We can choose to moderate our positions on issues like gay marriage, immigration, abortion and more, but simply changing policies does not guarantee any lasting relationship with supporters of those policies. Additionally, this unnecessarily limits the battle field at the state level to economics, and contrary to recent popular belief, this isn't enough to win an election.
Instead, I suggest we champion our causes and build an infrastructure to engage. We need to take a page from the Special Operations community and train force multipliers who can go into communities where we are not engaged and meet these voters where they are. We need to do this not to attain forgiveness for our bigotry, we need to do this because the conservative message of freedom and opportunity espoused by Reagan and Kemp is exactly what many of these people came to America for in the first place.
In addition to minority outreach, this infrastructure should have a focus on properly training activists in the state. Looking back on election day, I am stunned by how many poll watchers I saw with cameras. It gave me a lot of hope that we would be able to break some big election day stories. One snag, many of these hard working activists had no clue how to get a video off of their phone and uploaded to either youtube or a shared cloud drive.
Overall this may seem like a minor thing, but if we haven't trained our activists to use basic equipment, I am sure we failed to train them on a multitude of other levels as well.
In Colorado I have noticed that the progressives dominate the Twitter hash tags for state and local politics. This shouldn't be. New media, such as twitter, is taking over as the preferred delivery model for messaging and at the state level I believe conservatives are falling behind.

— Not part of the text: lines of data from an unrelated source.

Issue #1054, opened 2019-09-03
Neighbor table consistency


atiselsts:
There are a number of modules in Contiki-NG that use neighbor tables:
- RPL candidate parents
- link stats
- IPv6 neighbors (called `ds6_neighbors`)
- TSCH neighbors (not an actual `NBR_TABLE`, but used in a similar role)
- other tables (to be reviewed!)

**The problem:** There is no attempt to ensure that the tables contain the same entries.

This can (and does) lead to issues. One is that the TSCH neighbors and link stats are removed much more aggressively than RPL candidate parents.
- If there is an entry for RPL parent, but a TSCH neighbor cannot be added for this parent, the parent cannot be probed.
- If the entry for link stats is deleted for a RPL parent, it can be re-added back later with a better metric. This causes the routing tree convergence time to become very long.

**Proposed solution**: introduce a global consistency mechanism between the tables.

Details:
- Could use an approach with bitmaps to implement that: only remove a neighbor when all of TSCH, RPL and link stats have freed that neighbor, i.e. the bitmap is zero.
- Common neighbor replacement policy can now be implemented, e.g. the "least recently used" (LRU) policy.
- Additionally, there should be a locking / prioritization option (the existing one may be sufficient?). For example, a TSCH timesource or RPL preferred parent should never be removed to free space for a new neighbor that is neither one of these.
- Allow to disable the IPv6 neighbor table completely, to save RAM. As discussed with George, in the normal Contiki-NG use case there is no need to keep that table at all, because the MAC address / link address mapping can be done on the fly.

simonduq:
Not denying that there are issues, but "There is no attempt [..]" is a false statement :p
The very purpose of `nbr-table` was to attempt to sync all tables; for context see https://github.com/contiki-os/contiki/pull/288

Now I agree that TSCH being not a `nbr-table` bring back inter-table inconsistencies.

Also, note that there is already in place both a bitmap to keep track of all tables in the system, a lock and a replacement policy, as well as `UIP_CONF_ND6_AUTOFILL_NBR_CACHE` to operate without IPv6-MAC mapping... but given the frustrations expressed here I assume NG and new expectations have outgrown this good old `nbr-table` :p 😢

simonduq:
[...]

PR #1079, opened 2019-09-29
Resetting of the link stats

atiselsts:
This will improve the consistency between the RPL and link-stats tables, partially solving the issue #1054 .
This is based on PR #1047 instead of develop t o avoid conflicts once 1047 is merged.

### DIFF
--- a/os/net/link-stats.c
+++ b/os/net/link-stats.c
@@ -127,6 +127,17 @@ guess_etx_from_rssi(const struct link_stats *stats)
 }
 #endif /* LINK_STATS_INIT_ETX_FROM_RSSI */
 /*---------------------------------------------------------------------------*/
+/* Both for initialization and reset */
+static void
+link_stats_entry_init(struct link_stats *stats)
+{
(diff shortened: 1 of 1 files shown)


simonduq:
Maybe clearing only ETX is the right thing to do when losing TSCH sync, but I'd say not when leaving the RPL DAG

atiselsts:
Perhaps one problem I have is that the semantics of the link stats are not clear to me.
Are they temporary cache for RPL?
Or are they history of how the node's links were performing?
If it's the second option, then link stats remain valid when the node has left the network. If it's the first, it could be clarified in the docs / wiki.

Still, the main issue here is that some parts of state are removed while others are not. Which parts should be removed and under what conditions? At the moment the code in different sitations does both of these:
1) remove RPL parent without removing link stats entry
2) remove link stats entry without removing RPL parent
This is quite confusing to understand and debug.

atiselsts:
I feel that this PR is not going anywhere, a more fundamental change would be preferable.
I'm closing this for now.

Issue #1089, opened 2019-10-11
cc1310 radio stops listening in busy network


tdesmet:
I have a network with 60 cc1310. Yesterday there was a moment with a lot of network traffic and after this moment I see a lot of nodes that are not reachable. Sniffing with sensniff I see the nodes sending out DIS packets and other nodes responding. But the affected nodes act like they do not hear the responses.

I have been debugging and noticed that the affected nodes don't seem to receive any packet anymore.

This seems related to this PR https://github.com/contiki-ng/contiki-ng/pull/567

The code base we are running on has this pr merged into it so there seems to be another issue where the radio stops listening for some reason.

g-oikonomou:
CSMA or TSCH?

tdesmet:
CSMA, cc26x0-cc13x0

g-oikonomou:
So under CSMA, there is a condition whereby the driver turns the radio off after TX. This is irrelevant for TSCH. Hence my question. If we have a different problem in the RF driver we need of course to look at it.

Also, #197 :)

tdesmet:
Can you point me to this condition to see if it is related? Thanks in advance

g-oikonomou:
#778, contiki-os/contiki#2161 and possibly others

tdesmet:
Yes I read those but cannot see how they are related to only csma :-)

Anyway I though that #567 was a fix for those.

g-oikonomou:
> Yes I read those but cannot see how they are related to only csma :-)

I think the fact that TSCH powercycles the radio anyway is what makes it disappear. I could be wrong of course, I do not understand exactly what the root cause is. Or whether they are related in the first place, just that they have similar manifestation

tdesmet:
Ok thank you, I am going to investigate further

I wonder if the simplelink platform has the same problems. Any clue?

g-oikonomou:
I do not know. But if we can create an example that breaks cc13x0-cc26x0 then we can try on the same h/w using simplelink. If the latter doesn't crash then added confidence that we need to be looking at cc26x0-cc13x0 prop mode driver.

tdesmet:
Ok I enabled debug in the radio driver and now see these messages

```
RXQ was full, re-enabling radio!
rf_cmd_prop_rx: send_cmd ret=0, CMDSTA=0x00000c23, status=0x0000
```

[...]

Issue #1084, opened 2019-10-07
Travis fails when Xenial is selected


yatch:
# Issue
Tests requiring `BUILD_COOJA` fail when Xenial is selected for the test session.

This, https://travis-ci.org/yatch/contiki-ng/builds/594673095, is an example of the issue. The following error stopped the session:

```
$ if [ ${BUILD_COOJA:-false} = true ] ; then ant -q -f $CNG_HOST_PATH/tools/cooja/build.xml jar ; fi
The program 'ant' is currently not installed. To run 'ant' please ask your administrator to install the package 'ant'
The command "if [ ${BUILD_COOJA:-false} = true ] ; then ant -q -f $CNG_HOST_PATH/tools/cooja/build.xml jar ; fi" failed and exited with 127 during .
```

This test was performed against `develop` branch in my personal repository, that points to the head commit of the official `develop` branch. Looking into the build system information, it is found `xenial` was selected.

```
Build system information
Build language: generic
Build group: stable
Build dist: xenial
```

Tests against the same commit in the official repository, https://travis-ci.org/contiki-ng/contiki-ng/builds/591679211, are green. The build system is `trusty`.

```
Build system information
Build language: generic
Build group: stable
Build dist: trusty
```

# Why this happens?
* Xenial has been the default image, but it seems this default switch has not been done completely: https://blog.travis-ci.com/2019-04-15-xenial-default-build-environment
* We don't specify `dist` in our `.travis-ci`; there is a chance Xenial is selected
* The Xenial image doesn't have `ant` installed: https://docs.travis-ci.com/user/languages/java/#using-ant-on-ubuntu-xenial-1604
* Building Cooja fails with the Xenial image because `ant` is missing.

# (short-term) Workaround
Add `dist: trusty` to `.travis-ci`

# Solution
Follow https://docs.travis-ci.com/user/languages/java/#using-ant-on-ubuntu-xenial-1604
```
dist: xenial
language: java
addons:
  apt:
    packages:
      - ant
```

yatch:
Related #1088

g-oikonomou:
Yeap. We are on skype now. We are merging your fix once travis passes.

Thanks!

yatch:
@g-oikonomou :+1:

g-oikonomou:
@yatch why don't you join us on skype if you can? (Timezone permitting!)

g-oikonomou:
Fixed in #1085

g-oikonomou:
[...]

PR #1090, opened 2019-10-11
Fix rx problem on cc1310 radio

tdesmet:
Fixes https://github.com/contiki-ng/contiki-ng/issues/1089

When the radio receives a lot of packes the rx buffer becomes full and the radio stops listening. 

before when handling the rf_core_rx_is_full flag this was logged:
```
RXQ was full, re-enabling radio!
rf_cmd_prop_rx: send_cmd ret=0, CMDSTA=0x00000c23, status=0x0000
```

The current implementation of rf_is_on tested if the status of the rx command is ACTIVE but if an error occurs in the rx command then the radio is still on and just not listening. The different usages of this function indicate that sometimes we want to know if the rx command is in the ACTIVE state and other times we just want to know if the radio is on.

So I decided to hold a flag that is set if the radio is turned on and is cleared when the radio is turned off.

Because of this the radio is no longer turned on or off when the rx command is in an error state like when the rx buffer is full. This solves a lot of issues.

After this work the rf_core_rx_is_full flag is no longer needed, we can just look at the status of the rx command. If the status is not active the rx command is send again.

It might be needed to add a check if the command is not in the PENDING state but rf_cmd_prop_rx waits for the command to reach the ACTIVE state or times out so it does not seem to be required in the current code.

### DIFF
--- a/arch/cpu/cc26x0-cc13x0/rf-core/prop-mode.c
+++ b/arch/cpu/cc26x0-cc13x0/rf-core/prop-mode.c
@@ -45,7 +45,6 @@
 #include "net/netstack.h"
 #include "sys/energest.h"
 #include "sys/clock.h"
-#include "sys/critical.h"
 #include "sys/rtimer.h"
 #include "sys/cc.h"
 #include "lpm.h"
@@ -129,6 +128,8 @@ static volatile rfc_dataEntry_t *packet_being_received;
 /*---------------------------------------------------------------------------*/
 static int on(void);
 static int off(void);
+
+static bool rf_setup_is_completed = false;
 
 static rfc_propRxOutput_t rx_stats;
 /*---------------------------------------------------------------------------*/
@@ -263,13 +264,23 @@ volatile static uint8_t *rx_read_entry;
 static uint8_t tx_buf[TX_BUF_HDR_LEN + TX_BUF_PAYLOAD_LEN] CC_ALIGN(4);
 /*---------------------------------------------------------------------------*/
 static uint8_t
-rf_is_on(void)
+rx_is_on(void)
 {
   if(!rf_core_is_accessible()) {
     return 0;
   }
 
   return smartrf_settings_cmd_prop_rx_adv.status == RF_CORE_RADIO_OP_STATUS_ACTIVE;
+}
+/*---------------------------------------------------------------------------*/
+static uint8_t
+rf_is_on(void)
+{
+  if (!rf_core_is_accessible()) {
+    return 0;
+  }
+
+  return rf_setup_is_completed;
 }
 /*---------------------------------------------------------------------------*/
 static uint8_t
@@ -502,7 +513,7 @@ rx_on_prop(void)
 {
   int ret;
 
-  if(rf_is_on()) {
+  if(rx_is_on()) {
     PRINTF("rx_on_prop: We were on. PD=%u, RX=0x%04x\n",
            rf_core_is_accessible(), smartrf_settings_cmd_prop_rx_adv.status);
     return RF_CORE_CMD_OK;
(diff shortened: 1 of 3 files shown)


tdesmet:
travis is complaining about ant not being installed ...

g-oikonomou:
#1084

tdesmet:
@g-oikonomou I have new fix and updated the description, testing shows that the radio keeps working now and turning rx back on does not return the weird 0x00000c23 CMDSTA

atiselsts:
There are some conflicts now, can you resolve them? We could include this in version 4.8.

atiselsts:
thanks, will test this

arch/cpu/cc26x0-cc13x0/rf-core/rf-core.c
```diff
@@ -746,8 +747,6 @@ cc26xx_rf_cpe1_isr(void)
 
   if(HWREG(RFC_DBELL_NONBUF_BASE + RFC_DBELL_O_RFCPEIFG) & IRQ_RX_BUF_FULL) {
     PRINTF("\nRF: BUF_FULL\n\n");
-    /* set a flag that the buffer is full*/
-    rf_core_rx_is_full = true;
```
arurke, line 750: The definition and declaration of `rf_core_rx_is_full` in this file and the header can also be removed now?

arch/cpu/cc26x0-cc13x0/rf-core/prop-mode.c
```diff
@@ -130,6 +129,8 @@ static volatile rfc_dataEntry_t *packet_being_received;
 static int on(void);
 static int off(void);
 
+static uint8_t rf_status = 0;
```
arurke, line 132: Should we be clearer about the semantics of this new flag? For example using an enum with sensible names, or a bool like `rf_is_on`?

arurke:
@tdesmet We would like to include this in the upcoming release. Would you be able to address the comments before next week?

tdesmet:
Sorry, I forgot about this. I made the requested changes.

arurke:
Apologies @tdesmet , could you squash the commits?

tdesmet:
I think I finally got it right...

arurke:
I did a _sanity check_ with two custom boards with cc1310, no issues.

arurke:
@joakimeriksson @atiselsts I think we may have slipped on this one. iirc we were happy about it, and our plan was to merge it after the v4.8 release to have it "in the wild" for some time before v4.9.

arch/cpu/cc26x0-cc13x0/rf-core/prop-mode.c
```diff
@@ -816,7 +827,6 @@ release_data_entry(void)
 {
   rfc_dataEntryGeneral_t *entry = (rfc_dataEntryGeneral_t *)rx_read_entry;
   uint8_t *data_ptr = &entry->data;
-  int_master_status_t interrupt_status;
```
atiselsts, line 819: I suppose this critical section was there to make the read-and-set operation of `rf_core_rx_is_full` atomic. As the variable is now removed, it could be safe to remove the critical section as well.

atiselsts (approved):
This is rather low confidence, as the state-machine logic of the driver is complex, and it has been a while since I looked into it, but generally looks ok. If we want to accept it in `develop` so more people test it, now could be a good time.

arurke:
@tdesmet Would you be able to address the comment from Atis, and we can get this merged?

arch/cpu/cc26x0-cc13x0/rf-core/prop-mode.c
tdesmet: What critical section? I might be missing something but I don't see it...

atiselsts: It was more of a comment to myself, really, to remember that I checked this code and it seemed safe.

Previously there was a `critical_enter()` / `critical_exit()` block, your PR removes these guards.

arurke:
@tdesmet Sorry for the pings, would mind rebasing as well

The left is represented very well at the state level on social media. ProgressNow, Common Cause, various gay activists groups and pro-abortion groups, are always on responding in real time to news and events. Their infrastructure gives them quick access to a stockpile of unified messages produced by New Media Outlets, friendly pollsters, non-partisan issue advocacy groups and more.
We have no such ability and most of our time on twitter is spent fighting national battles rather than state battles. With our absence the left is able to put forward a narrative that ties state level candidates to national races and messaging, putting our candidates in the position of defending policies they never intended on running on. You don't win elections when you are forced into a defensive posture.
The Democrats have built this infrastructure and have tuned it finely enough that I mistook a serious drop in funds flowing to the infrastructure in Colorado as a sign of their decay rather than their efficiency. I could not have been more wrong.
As Al Shaw reports on Pro Pulica, the infrastructure created on the left spent less than $2 per vote while the combined effort of Team Romney and disparate outside groups resulted in a cost of $6.35 per vote. Clearly were are at a serious disadvantage.
GOP donors, or more specifically conservative donors, need to realize that our future as a movement is dependent upon us creating an infrastructure that provides a coalition of forces working year round to inform, build relationships with, and turnout voters at all levels in all elections.
This will provide us with greater longevity long term than the misguided idea of trying to be a better Santa Claus and sacrificing large portions of our base in a purge of Social Conservatism.
The path forward isn't moderation, it is infrastructure.